The contrast between the Baileys’ salvaged raft and the industrial functionality of the Wolmi 306 illustrates the transition from a primal, self-reliant existence to a world of structured, communal dependency. The Baileys’ raft is a fragile extension of their own bodies, a tool for survival dependent on ingenuity and chance. The Wolmi, by contrast, is a machine of industry—worn and rusty, but powerful and purposeful. The crew’s methodical kindness marks the end of the Baileys’ complete self-sufficiency. When the crew pours the Baileys’ painstakingly collected rainwater back into the ocean, the act brings Maralyn to tears. This moment highlights the devaluation of their desperate efforts in a world of abundance. The raft is a world stripped of artifice, a space of intense privacy and autonomy. The Wolmi represents re-entry into an interdependent society, in which their unique survival skills are no longer necessary, but their story is suddenly valuable.
Part 4 opens with direct address from the narrator, a reflection on marriage as a voyage that culminates in being “stuck on a small raft with someone and trying to survive” (202). This literary device recasts the Baileys’ literal experience as a symbolic framework for long-term partnerships, in which mundane daily routines are valued only in retrospect, once misfortune arrives. By establishing this parallel, the text establishes the story as a heightened case study of marital dynamics under pressure. This philosophical preamble provides a lens for understanding the couple’s conflicting accounts of their time on the raft, transforming their story into one that explores the universal challenges of partnership.
The analysis of the Baileys’ relationship deconstructs the idea of interdependent survival, revealing Collaboration as Key to Survival. Maralyn’s public account presents an idealized vision of mutual support, describing their ordeal as a “team effort” where they “supported each other equally” (202).
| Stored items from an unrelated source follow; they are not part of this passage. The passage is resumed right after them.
PR #4626, opened 2026-04-15
Fix: non-map state creates lost runs every time

### LINKED ISSUE #4627: Non-map final state leads to lost
This reliably produces a lost run:
```js
fn(state => {
  console.log("click run to take down the worker");
  return 42;
})
```

taylordowns2000:
## Description

This PR makes it so we don't automatically "lose" all runs when the user choses to return something other than a JSON object. To repro the bug, run this job code:

```js
fn(state => {
  return 42;
})
```

Closes https://github.com/OpenFn/lightning/issues/4627

## Validation steps

1. Check out (and run!) the new `red_team_test.exs` file

@josephjclark , @stuartc , why do we let the worker successfully complete runs where the final state is an integer or a string? I'm OK wrapping it in "value" but a cleaner approach seems to be making sure it fails/crashes on the worker side since `42` isn't a valid final_state.

(Queue up philosophical music... is `42` a valid final state? No, it's not for me... but if we thought of the worker as independent from "OpenFn" then maybe `42` could be a totally fine input state, or output state.)

## AI Usage

want to know!):

- [x] I have used Claude Code
- [ ] I have not used AI

## Pre-submission checklist

      with Claude Code)


josephjclark:
We should discuss the philosophy (perhaps not here?)

In the `runtime`, 42 is a perfectly valid state. I won't take arguments on that - the runtime is just JSON in, JSON out.

We  could be strict in the worker and ensure that an object is returned. I'd be happy implementing that instead (it would be a better fix) - so long as you can convince me of _why_?

Lightning has never really cared about output state before (that's always been weird to me but fine). It's starting to care now though, what with sync workflows and configurable cron. So who cares if a workflow returns 42 or true or an array? I expect 99.9% of use cases to return `{ count: 42 }` or `{ success: true }`, but even so I don't know why we need to have an opinion on that.

lib/lightning/runs/handlers.ex
```diff
@@ -473,10 +473,13 @@ defmodule Lightning.Runs.Handlers do
       Dataclip.new(%{
         id: dataclip_id,
         project_id: project_id,
-        body: output_dataclip |> Jason.decode!(),
+        body: output_dataclip |> Jason.decode!() |> ensure_map(),
```
josephjclark, line 476: `42` is valid JSON AFAIK. Why do we need to ensure a map? Like where does Lightning actually care? Isn't the value arbitrary?

test/integration/red_team_test.exs
```diff
@@ -0,0 +1,178 @@
+defmodule Lightning.RedTeamTest do
```
josephjclark: I've never heard of this red team stuff until now, and I can't be the only one

If we're going to keep this file, can we just name this file for what it is, rather than giving it a code name? Sorry to be boring but sometime boring is how I feel

taylordowns2000: Sure thing. Change incoming.

lib/lightning/runs/handlers.ex
taylordowns2000: This might be the philosophical question :-)

Since the very beginning, AFAIK, we've said that state is a JSON object (not _just_ JSON) so I'm not actually sure what might break if we allowed `null` or `true` or `42`. Let's see what @stuartc has to say here!

josephjclark: I think we're gonna merge this just to cover the lost runs case (which I don't think is an active problem?)

But I do want to talk about this properly -  I really think we should support any JSON value.

If we are going to insist on an object, maybe we should throw an error and crash the run or something. And document it clearly.

And if we insist on an object value, should we also update runtime to match?

taylordowns2000: Awesome. Yeah I bet this was more a simple miscommunication back in the day than some serious, deep rooted stance. Let's decide if we want to support values or objects, enforce it across the stack, and move onto the next one! Saw the calendar invite. Thank you.

josephjclark (approved):

lib/lightning/runs/handlers.ex
elias-ba: This line still says final_state is "a new map". After the PR, non-map values are accepted too, right ?

elias-ba (approved):
Hey @taylordowns2000 this looks good to me. Maybe just check that doc line I mentioned in my comment. But that's not blocking, so approving.

elias-ba:
You'll need to handle the conflict also

lib/lightning/runs/handlers.ex
elias-ba: Done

Maurice’s candid version, however, undercuts this; he admits that he did “all the flagging while [Maralyn] did all the bolstering” (202). Maralyn’s own words crystallize this imbalance when she explains that caring for Maurice became her “occupation” (203), keeping her from dwelling on her own needs. This reframes her role from partner to caretaker, whose purpose was forged in his vulnerability. The unequal dynamic established on the raft is thus presented as a defining feature of their life together, foreshadowing the void left in Maurice’s life after her death.